▶ Brief
The entries that follow are to be duplicated in full, character for character.

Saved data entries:
PR #611, opened 2018-03-16
Add check for buffer length passed to cryptography toAddress - Closes #607

### LINKED ISSUE #607: Validation in crypto toAddress
### Description

cryptography.toAddress function right now accepts every input. It should probably be restricted to 8-byte input only, since this is being used for Lisk always. 

**Expected behavior:**

cryptography.toAddress should be clear on what it takes as parameter, so users know what to use in this place and do not get confused

**Actual behavior:** 

cryptography.toAddress take any buffer input and creates a bignum string

### Versions

1.0.0

Tosch110:
### What was the problem?

cryptography.toAddress did not have any input validation

### How did I fix it?

Adding validation for buffer !== Buffer.from(buffer).slice(0, 8)

### How to test it?

`npm test`

### Review checklist

* The PR solves #607
* Linting passes
* Tests pass
* Commit messages follow the

### DIFF
--- a/src/cryptography/convert.js
+++ b/src/cryptography/convert.js
@@ -44,7 +44,17 @@ export const getFirstEightBytesReversed = publicKeyBytes =>
 		.slice(0, 8)
 		.reverse();
 
-export const toAddress = buffer => `${bufferToBigNumberString(buffer)}L`;
+export const toAddress = buffer => {
+	if (
+		!Buffer.from(buffer)
+			.slice(0, 8)
+			.equals(buffer)
+	)
+		throw new Error(
+			'The buffer for Lisk addresses must not have more than 8 bytes',
+		);
+	return `${bufferToBigNumberString(buffer)}L`;
+};
 
 export const getAddressFromPublicKey = publicKey => {
 	const publicKeyHash = hash(publicKey, 'hex');
--- a/test/cryptography/convert.js
+++ b/test/cryptography/convert.js
@@ -141,6 +141,15 @@ describe('convert', () => {
 			const address = toAddress(bufferInit);
 			return expect(address).to.be.eql(defaultAddressFromBuffer);
 		});
+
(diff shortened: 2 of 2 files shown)


src/cryptography/convert.js
```diff
@@ -44,7 +44,12 @@ export const getFirstEightBytesReversed = publicKeyBytes =>
 		.slice(0, 8)
 		.reverse();
 
-export const toAddress = buffer => `${bufferToBigNumberString(buffer)}L`;
+export const toAddress = buffer => {
+	const firstEightBytes = Buffer.from(buffer).slice(0, 8);
+	if (firstEightBytes.length < buffer.length)
```
willclarktech: Why not just check the length directly?
```
if (Buffer.from(buffer).length > 8)
```
or even
```
if (buffer.length > 8)
```

Tosch110: I thought having the Buffer.from(buffer).slice(0, 8) in there will make sure that the input is a proper Buffer.

src/cryptography/convert.js
```diff
@@ -44,7 +44,17 @@ export const getFirstEightBytesReversed = publicKeyBytes =>
 		.slice(0, 8)
 		.reverse();
 
-export const toAddress = buffer => `${bufferToBigNumberString(buffer)}L`;
+export const toAddress = buffer => {
+	if (
+		!Buffer.from(buffer)
+			.slice(0, 8)
+			.equals(buffer)
```
willclarktech: This will break if input is an `ArrayBuffer`. Do we want that?

Tosch110: Probably yes. When you input an ArrayBuffer here, this probably means you have not used getFirstEightBytesReversed before. It is likely that people end up with a wrong address. So I would say keep it strict.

▶ Answer to this task
PR #611, opened 2018-03-16
Add check for buffer length passed to cryptography toAddress - Closes #607

### LINKED ISSUE #607: Validation in crypto toAddress
### Description

cryptography.toAddress function right now accepts every input. It should probably be restricted to 8-byte input only, since this is being used for Lisk always. 

**Expected behavior:**

cryptography.toAddress should be clear on what it takes as parameter, so users know what to use in this place and do not get confused

**Actual behavior:** 

cryptography.toAddress take any buffer input and creates a bignum string

### Versions

1.0.0

Tosch110:
### What was the problem?

cryptography.toAddress did not have any input validation

### How did I fix it?

Adding validation for buffer !== Buffer.from(buffer).slice(0, 8)

### How to test it?

`npm test`

### Review checklist

* The PR solves #607
* Linting passes
* Tests pass
* Commit messages follow the

### DIFF
--- a/src/cryptography/convert.js
+++ b/src/cryptography/convert.js
@@ -44,7 +44,17 @@ export const getFirstEightBytesReversed = publicKeyBytes =>
 		.slice(0, 8)
 		.reverse();
 
-export const toAddress = buffer => `${bufferToBigNumberString(buffer)}L`;
+export const toAddress = buffer => {
+	if (
+		!Buffer.from(buffer)
+			.slice(0, 8)
+			.equals(buffer)
+	)
+		throw new Error(
+			'The buffer for Lisk addresses must not have more than 8 bytes',
+		);
+	return `${bufferToBigNumberString(buffer)}L`;
+};
 
 export const getAddressFromPublicKey = publicKey => {
 	const publicKeyHash = hash(publicKey, 'hex');
--- a/test/cryptography/convert.js
+++ b/test/cryptography/convert.js
@@ -141,6 +141,15 @@ describe('convert', () => {
 			const address = toAddress(bufferInit);
 			return expect(address).to.be.eql(defaultAddressFromBuffer);
 		});
+
(diff shortened: 2 of 2 files shown)


src/cryptography/convert.js
```diff
@@ -44,7 +44,12 @@ export const getFirstEightBytesReversed = publicKeyBytes =>
 		.slice(0, 8)
 		.reverse();
 
-export const toAddress = buffer => `${bufferToBigNumberString(buffer)}L`;
+export const toAddress = buffer => {
+	const firstEightBytes = Buffer.from(buffer).slice(0, 8);
+	if (firstEightBytes.length < buffer.length)
```
willclarktech: Why not just check the length directly?
```
if (Buffer.from(buffer).length > 8)
```
or even
```
if (buffer.length > 8)
```

Tosch110: I thought having the Buffer.from(buffer).slice(0, 8) in there will make sure that the input is a proper Buffer.

src/cryptography/convert.js
```diff
@@ -44,7 +44,17 @@ export const getFirstEightBytesReversed = publicKeyBytes =>
 		.slice(0, 8)
 		.reverse();
 
-export const toAddress = buffer => `${bufferToBigNumberString(buffer)}L`;
+export const toAddress = buffer => {
+	if (
+		!Buffer.from(buffer)
+			.slice(0, 8)
+			.equals(buffer)
```
willclarktech: This will break if input is an `ArrayBuffer`. Do we want that?

Tosch110: Probably yes. When you input an ArrayBuffer here, this probably means you have not used getFirstEightBytesReversed before. It is likely that people end up with a wrong address. So I would say keep it strict.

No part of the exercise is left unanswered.